R. A Gibbon hay que recusarle por dos razones. La primera, porque su tesis responde a una lógica que legitima la crueldad. ¿En qué consiste el bacilo cristiano que ha destruido Roma? En sus principios de mansedumbre, no violencia, amor al prójimo… Pero es que, además, es históricamente falsa. Ciertamente, la difusión del cristianismo suaviza muchos aspectos crueles de la cultura romana, entre ellas las luchas en el circo, el infanticidio o la práctica de la crucifixión, que se van reduciendo y casi desaparecen. Pero el Imperio Romano sigue siendo tan militarista como antes, y sus emperadores siguen siendo generales todos, no se transforman en hippies. De hecho, el Ejército romano duplica su tamaño en la época constantiniana. De modo que su tesis no se verifica. También está volviendo, entre divulgadores históricos, y es más preocupante, la idea de que los cristianos destruyeron la cultura clásica, cuando es justamente al revés: si ha llegado hasta nosotros es gracias a los cristianos.

P. Lo que plantea es que si el legado grecolatino se reivindica despojado de la compasión cristiana lo que queda es una pulsión por el poder. Y éste es un asunto muy del presente.

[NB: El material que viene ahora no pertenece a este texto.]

PR #1073, opened 2022-08-12
QirFullstateExecutable to take Runner as Arg

ScottCarda-MS:
Adds a constructor the QirFullstateExecutable that takes a QirExecutableRunner as an argument.


SECURITY.md
```diff
@@ -0,0 +1,41 @@
...
+
+Microsoft takes the security of our software products and services seriously, which includes all source code repositories managed through our GitHub organizations, which include [Microsoft](https://github.com/Microsoft), [Azure](https://github.com/Azure), [DotNet](https://github.com/dotnet), [AspNet](https://github.com/aspnet), [Xamarin](https://github.com/xamarin), and [our GitHub organizations](https://opensource.microsoft.com/).
+
+If you believe you have found a security vulnerability in any Microsoft-owned repository that meets [Microsoft's definition of a security vulnerability](https://aka.ms/opensource/security/definition), please report it to us as described below.
+
+## Reporting Security Issues
+
+**Please do not report security vulnerabilities through public GitHub issues.**
+
+Instead, please report them to the Microsoft Security Response Center (MSRC) at [https://msrc.microsoft.com/create-report](https://aka.ms/opensource/security/create-report).
```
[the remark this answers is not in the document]
kuzminrobin: Applicable to more than one case.

src/Qir/Runtime/lib/QIR/QirOutputHandling.cpp
```diff
@@ -15,9 +16,61 @@ static void PrintCStr(const char* cStr)
...
 extern "C"
 {
+    // Message Records
+
+    void __quantum__rt__message_record_output(QirString* qstr) // NOLINT
+    {
+        std::stringstream strStream;
+        strStream << QOH_INFO_PREFIX << EscapeString(qstr->str);
+        PrintCStr(strStream.str().c_str());
+    }
```
kuzminrobin, line 71: What is the functionality of `EscapeString(qstr->str)` needed for? 
Why not just `strStream << QOH_INFO_PREFIX << qstr->str;`?

src/Qir/Runtime/lib/QIR/QirOutputHandling.cpp
```diff
@@ -15,9 +16,61 @@ static void PrintCStr(const char* cStr)
     WriteToCurrentStream(&msg);
 }
 
+static std::string EscapeString(std::string const& s)
+{
+    std::string out = "";
+    for (std::string::const_iterator i = s.begin(), end = s.end(); i != end; i++)
+    {
+        char c = *i;
```
kuzminrobin, line 24: Consider using the [range-based `for` loop](https://github.com/AnthonyCalandra/modern-cpp-features#range-based-for-loops), it is considered less error-prone than the classical `for` loop.
```suggestion
    for (auto c: s)
    {
```

src/Qir/Runtime/lib/QIR/QirOutputHandling.cpp
kuzminrobin: I assume the reason for `EscapeString(qstr->str)` is the fact that in the fragment 
`strStream << QOH_INFO_PREFIX << EscapeString(qstr->str);`
after the part 
`strStream << QOH_INFO_PREFIX << ` 
there can be output a sequence of chars that contains the `\n`, and after that char the output will look like a next line of output (requiring its own output prefix, like `QOH_INFO_PREFIX`). 

To disambiguate that the `EscapeString(qstr->str)` is used. And later some intermediate service will revert the change of the `EscapeString(qstr->str)` and convert the output back to the one the user expects.

src/Qir/Runtime/lib/QIR/QirOutputHandling.cpp
```diff
@@ -15,9 +16,61 @@ static void PrintCStr(const char* cStr)
...
+            case '\n':
+                out += 'n';
+                break;
+            default:
+                char const* const hexdig = "0123456789ABCDEF";
+                out += 'x';
+                unsigned char uc = (unsigned char)c;
+                out += hexdig[uc >> 4];
+                out += hexdig[uc & 0xF];
+            }
```
kuzminrobin, line 55: (Code Reliability)
Consider placing `break;` in the end of the `default:` block:
```suggestion
            default:
                char const* const hexdig = "0123456789ABCDEF";
                out += 'x';
                unsigned char uc = (unsigned char)c;
                out += hexdig[uc >> 4];
                out += hexdig[uc & 0xF];
                break;
            }
```
I believe the `default:` block can be placed in any part inside of the `case(..) { . . . }`, including in the beginning, i.e. between the lines 33 and 34. If someone decides to refactor the code and move the `default:` block to that place (and the block does not end with `break`) then the execution of the `default:` block will _fall through_ to line 35. Such a behavior will likely be unexpected and can result in a bug.

kuzminrobin (approved):

kuzminrobin:
As a general note,
looks like this PR contains changes not related to the header and description of this PR. Consider breaking up into multiple smaller PRs.

src/Qir/Runtime/lib/QIR/QirOutputHandling.cpp
ScottCarda-MS: done

src/Qir/Runtime/lib/QIR/QirOutputHandling.cpp
ScottCarda-MS: done

SECURITY.md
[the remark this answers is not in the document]
ScottCarda-MS: This change is the result of merging in main to the local branch before merging in main to the feature branch. As such, these are not my changes.

ScottCarda-MS:
Out of date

R. Es exactamente lo que está pasando. Foucault es el profeta de todo esto. No en el sentido de advertir contra ello, sino de defenderlo como la mejor opción posible. Según su visión, que es la que prima ahora, hay que olvidar la verdad, que es una falacia, y volver a las relaciones de poder. Todo es poder. Y lo que no es poder es mentira, relato. Es el discurso de Mayo del 68 pero llevado a sus consecuencias últimas. A lo que no se habían atrevido sus abuelos se están atreviendo ellos ahora.

P. Pero, si todo es poder, ¿no volvemos a la jungla?

R. Exacto. Es volver a la jungla.

Lo woke lleva lo neoliberal hasta sus últimas consecuencias y lo enfrenta a sus contradicciones

P. Autores como Adriano Erriguel plantean que Mayo del 68 es el gran ‘momento neoliberal’, entendiendo la palabra neoliberal en un sentido amplio, antropológico, no sólo económico, como una libertad que se define por la ausencia de limitaciones.

R. Lo woke lleva lo neoliberal a sus últimas consecuencias y lo enfrenta ante sus contradicciones. Hay una matriz liberal ácrata en todo esto. La pesadilla woke es hija de algunos presupuestos antropológicos del liberalismo, aunque los liberales clásicos estén horrorizados y renieguen de ello. Pero igual que hay una matriz cristiana corrompida en el buenismo victimista, hay una matriz liberal en la ausencia de criterios de valoración ética, en la idea de negación de los límites, en la concepción autorreferencial del ser humano… todo eso es liberal, sin duda.

P. El actual derrumbe de la cristiandad viene acompañado de un retorno del paganismo. ¿No puede ser un indicio de que regresa la fascinación por aquellas viejas culturas del poder?

R. Algo de eso hay, aunque hay que precisar. Yo veo, al menos, tres tipos de paganismo; uno apolíneo, otro dionisíaco u otro más básico, ctónico, a ras de suelo. El paganismo apolíneo podría ser el de Sócrates, que es refinado y racional; éste no está volviendo en absoluto. El dionisíaco, que es el que reivindica Nietzsche, es un paganismo del amor a la naturaleza, el destino y la crueldad, pero con una visión epicúrea del disfrute de la vida, y tiene más predicamento ahora. Pero, sobre todo, ha vuelto con una fuerza insólita el tercero, el ctónico, que casi podríamos definir como saturnal: lo misterioso, lo oscuro, la reivindicación de las pulsiones más animales, la glorificación de la autenticidad, la consideración de las brujas como algo positivo… Es una mezcla de las supersticiones que había en el mundo clásico, donde eran muy habituales el vudú, la magia negra, las fiestas de la sangre, las bacanales… ese paganismo de masas incultas y animalizadas es el que más está volviendo.